WHAT THE TASK ASKS: The answer must be every line of the data that holds the word "style".

───

PR #719, opened 2018-08-30
Experimental computation of dependencies based on AST parsing

Morendil:
#### New features

- The `/variable/:name` endpoint in Web API now provides a list of variables depended on
  - This is on a per-formula basis and the field is named `dependencies`

#### Status

Experimental; feedback sought on the feature and its possible extensions (see below). For now, consider this PR a prompt for a discussion of whether this approach would be valuable, to whom and under what conditions.

#### Possible improvements
- [ ] Support reverse dependency computation
- [ ] Provide support for static circular dependency detection
- [ ] Handle the tough case - dependencies via extracted (non-formula) methods
- [x] Provide a CLI interface to output e.g. Graphviz to dump the entire graph
- [ ] Parse and represent period shifts (e.g. `dependencies: [['income','Y-2']]`)
- [ ] Provide some error handling ?
- [ ] Replace the code in legislation explorer that regexes formula source code to link to dependencies
- [ ] be able to answer "what link is there between `revenu_disponible` and `csg_imposable_salaire`"


Morendil:
Closing this for now, as it didn't find a use in the `/trace` endpoint as I had anticipated at some point, and we do not have an immediate use case for it (such as a well-thought-out idea for visualizing the dependency graph).

PR #723, opened 2018-09-04
Small fixes in /spec route

### LINKED ISSUE #555: Use legit JSON types in the Open API specification
As a client of the OpenFisca web API,
I can get a proper JSON schema, with legit JSON types, of the request to send,
So that I can understand it and use it with standard tools

---------

`Integer` is not a valid JSON schema.

```JSON
        "af_age_aine": {
          "additionalProperties": {
            "type": "Integer"
          }, 
          "type": "object"
        }, 
```

-------------

Implementation suggestion:
 
- Pursue the work done on  #551

fpagnoux:
Fixes #555 

- Fix small issues in the `/spec` route of the Web API
  - Use proper JSON Schema type to describe input types
  - Fix property name in the description of `/parameters` and `/variables`


openfisca_core/variables.py
```diff
@@ -27,36 +27,42 @@
     bool: {
         'dtype': np.bool,
         'default': False,
-        'json_type': 'Boolean',
+        'json_type': 'boolean',
+        'formatted_value_type': 'Boolean',
```
fpagnoux: > The legislation explorer relies and these values, so I kept them. Swithing to something a little more standard would be probably better but this would introduce a breaking change, and would not add much value

Anna-Livia: > would `python_type` make more sense ? I explains why we display this in the legexp.

fpagnoux: I'd expect something called `python_type` to be `'float'`, `'int'` or `'bool'`.

sandcha:
Rebase en cours.

Issue #693, opened 2018-07-23
Deprecate Python 2.x


maukoquiroga:
As per python/devguide#344, Python 2 will be sunset come Jan 1st, 2020.

Additionally, a number of projects used in conjunction with OpenFisca [have pledged to stop supporting Python 2 soon](http://python3statement.org/) :

- pandas
- Matplotlib
- NumPy
- Jupyter notebook

Notably, NumPy's Python 2 maintenance mode will start come 2019.

Let's open the discussion and tackle this effort together.

To-do:

- [x] Change CircleCI configs
  - [x] Core uses 3.7
- [x] Change READMEs
- [x] Edit doc
- [x] Shared in Slack #general (YouTube, future, ...)
- [x] Tweeted
- [x] Sent by email

---------
_EDIT by @fpagnoux_:

Todo on January 1st:
- [ ] Remove all the `from __future__`, `from builtins` and `from future` imports

benjello:
At IPP, we will be happy to participate to the big switch, but we will be ready to do that around next december ...

fpagnoux:
Shall we announce the end of Python 2 compatibility for January 1st 2019 then? 

It seems a reasonable amount time for re-users to adapt their code?

benjello:
@fpagnoux : I am not against having a strong deadline. 

The best way to keep every contributors happy to reach it might be helping them to go through the necessary steps to transition to Python 3.

One point thought, using Python 2 until jan 2019 should be possible. And so the best way is having code supporting both Python until then.

Since @Anna-Livia and you went through the process, could you list somewhere if it is not to cumbersome the necessary steps to go through and I will definitively try to use that info to update IPP codebase and other packages like openfisca-survey-manager and openfisca-france-indirect-taxation (wich is BTW laggard in core too)

guillett:
@jmdallais, @Lashchuk , @ThibaultCCMSA , @SChiusa , @JenniferTelep , @LacombeEric, @frtomas , @mtifarine , @marchand-laetitia-msa, would you be able to move PNDS servers to Python 3 before early 2019 ?

jmdallais:
@guillett thanks for sharing.
@tchabaud, could you answer to @guillett please ? Strong prerequisites or constraints for us ? 
Give me a call tomorrow please.

fpagnoux:
> One point thought, using Python 2 until jan 2019 should be possible. And so the best way is having code supporting both Python until then.

[...]

PR #727, opened 2018-09-20
Auto-fix the code formatting

maukoquiroga:
Child of openfisca/openfisca-france#372
Connected to openfisca/openfisca-france#1114

#### Technical changes

- Add a style formatter that follows community code conventions
- Auto-fix code formatting

What do you folks think?

PR #728, opened 2018-09-26
Use Python 3.7

fpagnoux:
Connected to #693 

As suggested by @tchabaud, Python 3.7 is the new stable version of Python 3. Let's use it :)


fpagnoux:
Changes included in #727.

PR #734, opened 2018-10-03
Correct style ignore: W503 rather than W504

maukoquiroga:
Ignore W503 to enforce Knuth's style.

### DIFF
--- a/CHANGELOG.md
+++ b/CHANGELOG.md
@@ -1,5 +1,11 @@
 # Changelog
 
+## 24.5.3 [#734](https://github.com/openfisca/openfisca-core/pull/734)
+
+- Ignore W503 to enforce Knuth's style (W504)
+- Fix failing entities test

───

RESPONSE FOR THIS EXERCISE:
- Add a style formatter that follows community code conventions
Correct style ignore: W503 rather than W504
Ignore W503 to enforce Knuth's style.
+- Ignore W503 to enforce Knuth's style (W504)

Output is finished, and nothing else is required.